Overview and course context
This MIT OpenCourseWare session continues the exploration of binary phase diagrams within the thermodynamics framework. The instructor situates the discussion in the course timeline, noting pset 7 and the larger pset 8 ahead, and emphasizes that Dahoff chapter 10 forms a central, substantial portion of the material. The aim is to develop intuition for free energy landscapes and how they translate into phase diagrams through both geometric and computational tools.
Lens diagram and the silicon–germanium system
The lecture visualizes a lens diagram for the silicon–germanium system.
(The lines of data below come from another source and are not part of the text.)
PR #165, opened 2026-08-27
feat(prompt): make an active workflow review gate the single review source of truth (#155 task 4.1)

Glubiz:
Task 4.1 of epic #155 — the last missing piece of phase 4. Phase 4's engine half (delta re-review, stop-on-no-new-findings) shipped in v2.31.0; this is the prompt half that was deliberately deferred as stack-time work.

**The problem.** Three sources independently demanded a review round and none knew about the others: the meta-harness prompt layer, the claude adapter's orchestrator layer — which explicitly stacked itself *on top* of the first — and the workflow engine's risk-based reviewer count. A Medium-risk change was therefore reviewed three times over the same full diff.

**The fix.** Where a `zirv workflow` review gate is active, it is now named as the single source of truth in both prompt layers.

- `HARNESS_PROMPT` (`prompt.rs`): version token `(v9)` → `(v10)`; the final review bullet now opens by deferring to an active workflow gate and says not to run an additional native or cross-harness round on top of it. Everything else in that bullet is preserved verbatim — capacity-limited harnesses, triage, re-review only what the fixes touched, stop-on-no-new-findings, and the two-fix-round hard stop.
- `ORCHESTRATOR_PROMPT` (`adapters/claude.rs`): the sentence that caused the stacking is replaced by one deferring to the workflow gate, with the native review not running at all in that case.

The separate cost control immediately preceding it — route to the review model named in the harness roster, never the seat's own model, never a high-or-above fan-out — is untouched.

**Two assertions outside the plan's own test list needed updating**, both found by grepping rather than by the plan:

- Two existing tests asserted `HARNESS_PROMPT.starts_with("zirv meta-harness (v9)")`.
- `ORCHESTRATOR_PROMPT.len() < 3_000` began failing at 3,013 bytes with the first draft sentence. Rather than loosen a prompt-size budget — in an epic whose entire purpose is cutting token cost — the new sentence was trimmed to reuse `HARNESS_PROMPT`'s own "`zirv workflow review run` is the round" phrasing, landing back under the cap.

Gates: build, `cargo nextest run --no-fail-fast` (2742/2742), `cargo test -- --test-threads=1` (2742 passed, `test result:` line confirmed present so it was not a silent crash), `fmt --check`, `clippy -D warnings` — all clean.

Version 2.32.0 is provisional; the phase-5/6 branches will be collapsed to a single version at release integration, as v2.31.0 was.

### DIFF
--- a/Cargo.lock
+++ b/Cargo.lock
@@ -2693,7 +2693,7 @@ checksum = "b97154e67e32c85465826e8bcc1c59429aaaf107c1e4a9e53c8d8ccd5eff88d0"
 
 [[package]]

Silicon has the higher melting point due to stronger covalent bonding and its smaller atomic size. The phase diagram is sketched with melting points for Si and Ge and a series of temperatures T1 through T4, each associated with a tie line and a free energy diagram for the alpha (solid) and liquid phases. At low temperature, the solid phase is diamond cubic silicon, and at high temperature the system is fully liquid. Four temperatures yield four free energy composition diagrams, revealing how stability of phases evolves with temperature.
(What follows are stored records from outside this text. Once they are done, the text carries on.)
Issue #180, opened 2026-08-28
Flaky test: a_failed_exit_with_an_over_budget_transcript_keeps_its_failure_code races the live budget tick


Glubiz:
## Problem

`commands::ctx::exec::tests::a_failed_exit_with_an_over_budget_transcript_keeps_its_failure_code` fails ~3/20 runs (measured 2026-08-28 on macOS, identical rate on main and on release/2.33.0 — pre-existing, byte-identical test on both).

Root cause (from the 2.33.0 debug round): the test's `fail` mode writes an over-budget transcript (480_004 tokens vs a 10_000 budget) and exits 3, but `supervise_child` checks `try_wait` first and `on_tick` second — when a budget tick lands while the child is still alive with a partially written over-budget transcript, the supervisor kills it and `run_with` returns 77 (budget exhaustion) instead of the child's own 3. Captured: `budget exhausted (120012/10000)` after 6 of 24 assistant events.

Both outcomes are legitimate production behaviour; the race is in the test's premise (transcript must stay under budget for the child's whole lifetime and go over only at exit). An atomic staging+mv in the fixture shrinks the window ~1000x but cannot close it.

## Acceptance
- [ ] Decide the test's premise: either stage the transcript atomically at exit (accepting the tiny residual window), or split the test into the two deterministic halves (child-exit-first vs tick-first) and assert each explicitly.
- [ ] 0/40 failures in isolated serial loops on the machine that reproduced it.

Glubiz:
**Status 2026-08-28** (audit of `release/2.33.0` @ 016495a)

**Not fixed yet.** f5def66 fixed a *different* restart-accumulation test; the fixture for this one (`tests/fixtures/fake-agent.sh`) still incrementally writes an over-budget transcript before exiting 3, so the live budget-tick race remains.

**Missing:** a deterministic ordering between the fixture's transcript writes/exit and the supervisor's budget tick.

Glubiz:
Duplicate of #203, which pins the same root cause with the actionable fix location (exec.rs budget HardStop path returns immediately instead of draining to EOF the way the limit_hit path does). Closing in favor of #203.

Issue #152, opened 2026-08-26
sessions: pid liveness has no start-time disambiguator — recycled foreign-uid pid keeps a stale record alive


Glubiz:
Follow-up from PR #151 review (issue #146 fix).

`sessions::is_alive` now correctly treats `kill(pid,0)` EPERM as alive so sandboxed pane children can see live sessions. Trade-off: when a registered session's pid exits and the OS recycles that pid for an unrelated process under another uid, `kill` returns EPERM forever, so the stale record is never swept — it shows as Live in status/dashboards, `short_is_live` blocks restores, and dash token dirs can leak.

`Record` stores only a bare pid. Acceptance:
- Store a process start-time (or equivalent disambiguator) at registration and compare it during liveness checks (macOS: proc_pidinfo/sysctl kern.proc.pid; Linux: /proc/<pid>/stat field 22; Windows: existing mechanism unaffected).
- A recycled pid then reads as dead and the record is swept as before.
- Unit tests through the existing seams; missing/unreadable start-time degrades to today's behavior (EPERM = alive), never to false-dead.

Glubiz:
**Status 2026-08-28** (audit of `release/2.33.0` @ 016495a — cited commits are on the pending release branch, not yet on `main`)

**Partially implemented.** 98e53dd added a recycled-PID guard, but only on the `ctx kill` path.

**Missing:** start-time disambiguation in the *shared* pid-liveness check (`src/commands/ctx/sessions.rs`), which sweeps and restores still use — a recycled foreign-uid pid can still keep a stale record alive everywhere except `ctx kill`.

PR #182, opened 2026-08-28
fix(ctx): approval-surface residuals from the #147 security review (#160)

### LINKED ISSUE #160: Approval-surface residuals from the #147 security review: restored-pane pin, relative-path find scans, commit-message misclassification

Glubiz:
Closes #160.

## What

All three residuals from the #154 security review train:

1. **Restored dashboard panes now restore their original launch mode.** `Pane` carries a `launch_mode` field derived at spawn time from the actual `turn_env` handed to the child (so it can never drift from what the child inherits); `on_quit` rosters it as `RosterPane::interactive` (`#[serde(default)]` → `false`, fail-closed for pre-upgrade roster files); `spawn_restored_pane` restores the pane with the launch mode it originally had. A restored orchestrator pane a human is watching classifies interactive again; a worker pane spawned headless stays headless across quit+restore — no escalation.
2. **The relative-path scope of `is_root_wide_find_scan` is recorded as a deliberate ruling** (issue #160 finding 2, option (a)): doc comments on `is_root_wide_or_whole_home_path`/`is_root_wide_find_scan` state the non-goal explicitly, and a pinning test documents that `find .. -iname id_rsa` is deliberately outside the root-wide rule's scope.
3. **Regression tests for opaque commit messages**: a `git commit -m` (and heredoc-built) message containing `~/`, `/../`, and a redirection-looking character is not classified on its message text (pins the PR #140 `redact_opaque_message` fix per the issue's acceptance criteria).

Structural hardening from the review round: `build_turn_env` now takes a mandatory `LaunchMode` parameter and pushes the `ZIRV_CTX_LAUNCH_MODE` pin itself (both success and adapter-resolution-failure branches), so a future spawn path that forgets the pin is a compile error instead of a silent headless classification — this PR was the third occurrence of that bug class.

Known residual (documented in-code, out of scope): `handover::build_turn_env` does not push the pin, so `Pane::launch_mode()` can go stale across a handover.

## Verification

- Windows: `cargo build`, `cargo nextest run --no-fail-fast`, serial `cargo test`, `cargo fmt -- --check`, `cargo clippy --all-targets -- -D warnings` — all green; failing-name diff vs the machine baseline is empty (only the known #180 flake and the documented `wrap::win` baseline failure).
- Linux (`rust:1-bookworm`, non-root, `git -c core.autocrlf=false archive` export): `cargo clippy --all-targets -- -D warnings` clean; `cargo test --bin zirv dash::` 368/368.
- Review: medium-effort review round (3 confirmed findings, all fixed — the unconditional-interactive-pin escalation, the pin-at-call-sites bug class, missing env-pair coverage) plus a clean delta re-review.

https://claude.ai/code/session_017QEYoGbDzvGYAT2LJgUZBQ

### DIFF
--- a/Cargo.lock
+++ b/Cargo.lock
@@ -2693,7 +2693,7 @@ checksum = "b97154e67e32c85465826e8bcc1c59429aaaf107c1e4a9e53c8d8ccd5eff88d0"
 
 [[package]]
 name = "zirv"
-version = "2.33.0"
+version = "2.33.1"
 dependencies = [
  "clap",
  "console",
--- a/Cargo.toml
+++ b/Cargo.toml
@@ -1,6 +1,6 @@
 [package]
 name = "zirv"
-version = "2.33.0"
+version = "2.33.1"
 edition = "2024"
 authors = ["Jonathan Solskov <josj@zirv.io>"]
 description = "A CLI tool for executing developer-defined YAML scripts with support for interactive commands and OS-specific execution."
--- a/src/commands/ctx/dash/mod.rs
+++ b/src/commands/ctx/dash/mod.rs
@@ -4014,6 +4014,63 @@ fn partition_restore_selection(
     (to_spawn, deferred)
 }
 
+/// Builds the `turn_env` a restored dashboard pane spawns with -- everything
+/// `spawn_restored_pane` pushes ahead of `Pane::spawn`: the base env `build_
+/// turn_env` produces, a fresh spawn-request channel of its own (Security
+/// review Finding 1), the roster's group binding when the candidate carried
+/// one (Security review Finding 6), and the durable interactive-launch pin
+/// (issue #160 finding 1). Factored out of `spawn_restored_pane` so the exact
+/// fields it adds are pinned directly, independent of a real pty spawn's
+/// behavior -- the same reasoning `spawn_launch_mode_pin`'s own doc comment
+/// gives for testing that pin as a pure function rather than reading a real
+/// spawned child's own environment back.
+///
+/// Returns the built `turn_env` alongside the freshly minted pane channel
+/// path: `spawn_restored_pane` needs both, the env to spawn with and the
+/// path to hand the spawned `Pane` via `set_intake_dir`.
+fn restored_pane_turn_env(
+    cfg: &CtxConfig,
+    state: &StateDir,
+    repo: &Path,
+    candidate: &roster::RosterPane,
+    requests_dir: &Path,
+    errors: &mut Vec<String>,
+) -> (Vec<(String, String)>, PathBuf) {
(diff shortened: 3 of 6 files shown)


Glubiz:
Superseded: per the operator, #152/#155/#160 plus the CI/CD split ship as one combined PR from release/2.34.0. This branch is merged into that release branch unchanged.

PR #183, opened 2026-08-28
fix(ctx-sessions): start-time disambiguator sweeps recycled-pid records (#152)

### LINKED ISSUE #152: sessions: pid liveness has no start-time disambiguator — recycled foreign-uid pid keeps a stale record alive

Glubiz:
Closes #152.

## What

`sessions::Record` gains `start_time: Option<u64>` (`#[serde(default)]`, epoch seconds) as the pid-recycling disambiguator the #146 EPERM-is-alive fix deliberately deferred:

- Stamped at registration from `process_start_secs(pid)` — derived as `now - process_age_secs(pid)` from the existing `ps -o etime=` reader; no new platform APIs. Re-stamped at both places `record.pid` is repointed at a spawned child (`SessionGuard::adopt_child_pid`, dash `Pane::spawn`), so the recorded start time always describes the process the pid names.
- New `record_is_alive(&Record)` drives `short_is_live` and the `sessions::list` sweep: unix `kill(pid,0)` success → alive unconditionally; `ESRCH` → dead; `EPERM` → alive unless a freshly derived start time mismatches the recorded one beyond `START_TIME_TOLERANCE_SECS` (300 s) — then the record reads dead and is swept. A recycled foreign-uid pid no longer keeps a stale record Live forever.
- Degrade rule (the forbidden-regression guard): a missing or unreadable start time on either side always falls back to today's EPERM=alive behavior — never false-dead. Old records without the field deserialize to `None` and behave exactly as before.
- Windows liveness is deliberately unchanged; bare `is_alive` remains for the non-record callers (`permit`, `supervise`, dashboard owner file), and `permit.rs`'s doc comment now records that `PermitRecord` deliberately keeps the bare-pid probe. The 300 s tolerance and the kill-path's `RECYCLED_PID_TOLERANCE_SECS` (5 s) are cross-referenced as serving different mechanisms.

The 300 s tolerance is sized to the failure mode: recycled-pid staleness is an hours-to-days phenomenon, while NTP steps, `ps` etime rounding, and derivation slack are seconds-to-minutes noise that must never sweep a live session.

## Verification

- Windows: all five gates green; failing-name diff vs the machine baseline is empty (only the known #180 flake and the documented `wrap::win` baseline failure).
- Linux (`rust:1-bookworm`, non-root): `cargo test --bin zirv sessions::` 64/64 (including the new `cfg(unix)` EPERM/pid-1, adopt-repoint, and old-format regression tests); `cargo clippy --all-targets -- -D warnings` clean.
- Review: medium-effort review round (6 findings — two confirmed false-dead bugs (supervisor-vs-child start_time baseline, wall-clock-step sweep), permit doc drift, a test flake, two robustness items — all fixed) plus a clean delta re-review.

https://claude.ai/code/session_017QEYoGbDzvGYAT2LJgUZBQ

### DIFF
--- a/Cargo.lock
+++ b/Cargo.lock
@@ -2693,7 +2693,7 @@ checksum = "b97154e67e32c85465826e8bcc1c59429aaaf107c1e4a9e53c8d8ccd5eff88d0"
 
 [[package]]
 name = "zirv"
-version = "2.33.0"
+version = "2.33.2"
 dependencies = [
  "clap",
  "console",
--- a/Cargo.toml
+++ b/Cargo.toml
@@ -1,6 +1,6 @@
 [package]
 name = "zirv"
-version = "2.33.0"
+version = "2.33.2"
 edition = "2024"
 authors = ["Jonathan Solskov <josj@zirv.io>"]
 description = "A CLI tool for executing developer-defined YAML scripts with support for interactive commands and OS-specific execution."
--- a/src/commands/ctx/dash/mod.rs
+++ b/src/commands/ctx/dash/mod.rs
@@ -7678,6 +7678,7 @@ mod tests {
             owner_pid,
             safety_policy_sha256: None,
             role: None,
+            start_time: None,
         }
     }
 
--- a/src/commands/ctx/dash/pane.rs
+++ b/src/commands/ctx/dash/pane.rs
@@ -954,8 +954,17 @@ impl Pane {
         // from another's. Stamp the child's real pid instead. `process_id`
         // returns `None` on a platform that cannot report it; there we leave
         // the dashboard's pid rather than a bogus one.
+        //
+        // Review round 2 finding 1 (issue #152): `start_time` must move with
+        // `pid` in the same breath, via the same `sessions::process_start_secs`
+        // reader `Record::new` itself used -- see `SessionGuard::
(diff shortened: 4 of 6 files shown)


Glubiz:
Superseded: per the operator, #152/#155/#160 plus the CI/CD split ship as one combined PR from release/2.34.0. This branch is merged into that release branch unchanged.

Issue #534, opened 2021-06-29
[loki-distributed] Prometheus metrics


dyvol777:
Now, no pod or service is annotate for prometheus scraping. 
May be you can add it?

davidsuba:
At least ability to add custom annotations for service would be useful. Right now there is no way how to annotate services for prometheus scraping

PR #1577, opened 2022-07-06
[loki-distributed] Add service annotations to loki and memcached

jdgeisler:
Adding optional service annotations to all loki services and memcached services. This is required if a user wants to use service annotations for prometheus scraping.

Example values.yaml:
```yaml
loki:
  serviceAnnotations:
    prometheus.io/scrape: 'true'
```

Example service:
```yaml
apiVersion: v1
kind: Service
metadata:
  name: loki-distributed-query-frontend
  labels:
    app.kubernetes.io/name: loki-distributed
  annotations:
    prometheus.io/scrape: "true
```

This references https://github.com/grafana/helm-charts/issues/534

### DIFF
--- a/charts/loki-distributed/Chart.yaml
+++ b/charts/loki-distributed/Chart.yaml
@@ -3,7 +3,7 @@ name: loki-distributed
 description: Helm chart for Grafana Loki in microservices mode
 type: application
 appVersion: 2.5.0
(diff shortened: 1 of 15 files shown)


trevorwhitney (approved):
lgtm, thanks for the addition!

"The liquidus is the locus of points on a binary phase diagram above which only liquid phase is stable." - MIT OpenCourseWare
Taut rope construction: visualizing equilibrium
The taut rope construction provides a concrete visualization of how free energy minima and two-phase regions emerge in a binary system. Anchoring a rope and pulling taut traces the stable alpha solution, the common tangent, and the stable beta solution, corresponding to the phase regions on the diagram. The method emphasizes that positive curvature corresponds to stability and that the common tangent delineates two-phase regions. The visualization extends to all four temperatures, illustrating how the rope path reveals the evolving phase diagram as temperature changes.
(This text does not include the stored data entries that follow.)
PR #1581, opened 2022-07-07
[loki-distributed] add possibility to set affinity for compactor deployment

hervenicol:
Added the possibility to define affinity just like for other components. Except this one is optional.
This way we can avoid a mix of affinities and selectors in our custom values.


zanhsieh:
Duplicate with:
https://github.com/grafana/helm-charts/pull/647
`{{- if ... }}` is not necessary.

PR #1582, opened 2022-07-07
[loki-distributed] Add optional appProtocol to memcached services

jdgeisler:
This PR addresses the same issue that was resolved in https://github.com/grafana/helm-charts/pull/1549, but for memcached instead.

With istio protocol selection, loki components are unable to communicate with the memcached services and throw the following error: 
```
level=error ts=2022-07-07T18:25:48.762006363Z caller=memcached.go:144 org_id=fake msg="Failed to get keys from memcached" keysrequested=1 err="memcache: unexpected line in get response: \"HTTP/1.1 400 Bad Request\\r\\n\""
level=error ts=2022-07-07T18:25:48.949472733Z caller=memcached.go:220 msg="failed to put to memcached" name=chunks err=null
level=warn ts=2022-07-07T18:25:48.949510324Z caller=background.go:127 msg="backgroundCache writeBackLoop Cache.Store fail" err="server=100.80.71.54:11211: memcache: unexpected response line from \"set\": \"HTTP/1.1 400 Bad Request\\r\\n\""
```

This can be resolved by setting `appProtocol: tcp` in the memcached services.  If appProtocol is left empty, then it will be ignored and not included in the service.

### DIFF
--- a/charts/loki-distributed/Chart.yaml
+++ b/charts/loki-distributed/Chart.yaml
@@ -3,7 +3,7 @@ name: loki-distributed
 description: Helm chart for Grafana Loki in microservices mode
 type: application
 appVersion: 2.6.1
-version: 0.53.3
+version: 0.54.0
 home: https://grafana.github.io/helm-charts
 sources:
   - https://github.com/grafana/loki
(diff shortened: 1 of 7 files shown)


MasslessParticle (approved):
This looks totally reasonable :+1:

PR #1583, opened 2022-07-07
[loki-simple-scalable] Update ssd monitoring

trevorwhitney:
This PR updates the built-in dashboards to match the latest from loki after the work to make SSD specific dashboards was complete. It also add alerting and recording rules.


trevorwhitney:
I couldn't find any better way to be able to enable the rules by default other than copy/pasting the required crds from the `kube-prometheus-stack` chart. That would be a heavy dependency to bring in, so unless there are plans to pull those CRDs out into their own chart, I'm not sure of a better solution for now?

dannykopping (approved):

Issue #838, opened 2021-11-22
tempo-distributed limitations on config entries


warrenhodg:
Using the current config system, there are several config entries that cannot easily be tuned, and that are probably quite commonly needed:
* trace_idle_period
* flush_check_period
* querier->frontend_worker->grpc_client_config->max_send_size
* query_shards
* storage->pool->queue_depth
* max_traces_per_user
* max_bytes_per_trace

bueti:
Has anybody from Grafana looked at this? Would you be open for a PR?

rlex:
i added support for structuredConfig (like in loki and mimir) to tempo-distributed: https://github.com/grafana/helm-charts/pull/1591

As soon as it will be merged it should be easy to customize any variable you want

PR #1591, opened 2022-07-08
[tempo-distributed] structuredConfig support

rlex:
Add tempo structuredconfig override

### DIFF
--- a/charts/tempo-distributed/Chart.yaml
+++ b/charts/tempo-distributed/Chart.yaml
@@ -2,7 +2,7 @@ apiVersion: v2
 name: tempo-distributed
 description: Grafana Tempo in MicroService mode
 type: application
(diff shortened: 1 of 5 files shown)


rlex:
Looks like this chart is ignored in helm-docs, so i temporary removed it from ignores, re-generated it and manually picked some changes. Should be fine i guess?

rlex:
should close https://github.com/grafana/helm-charts/issues/838

rlex:
added some info to README as well with examples

joe-elliott (approved):
Nice improvement, thanks!

I'll dig into why we are currently in `.helmdocsignore`. I had recently noticed that it was no longer requiring regenning the readme.md but I hadn't dug into why. Thanks for the heads up.

PR #1619, opened 2022-07-19
[enterprise-logs] updated image version to use GEL 1.5

vlad-diachenko:


MichelHollands (approved):
LGTM

Issue #1375, opened 2022-05-13
[loki-stack] [feature request] scrape config sidecar


cornfeedhobo:
Similar to the grafana chart, it would be nice to have a sidecar that listens for ConfigMaps or Secrets that have a certain label instead of having to add them statically as helm chart values. This makes dependency resolutions much easier.

PR #1625, opened 2022-07-20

"The taut rope construction is meant to illustrate how to find the free energy, the minimum free energy configuration, that is how to find Equilibrium." - MIT OpenCourseWare
Eutectic and eutectoid reactions: basics and examples
The discussion moves to eutectic reactions, where a single liquid transforms into two solids at a fixed temperature, defining the eutectic point as a local minimum of the liquidus. The instructor introduces the liquidus as the boundary above which only liquid is stable and shows typical eutectic geometry (the gull-wing shape) with aluminum–silicon as a canonical example. The concept of invariant points and the Gibbs phase rule is introduced in this context, preparing students to read multi-phase equilibria in more complex systems such as brass or nickel alloys with multiple eutectics and eutectoids.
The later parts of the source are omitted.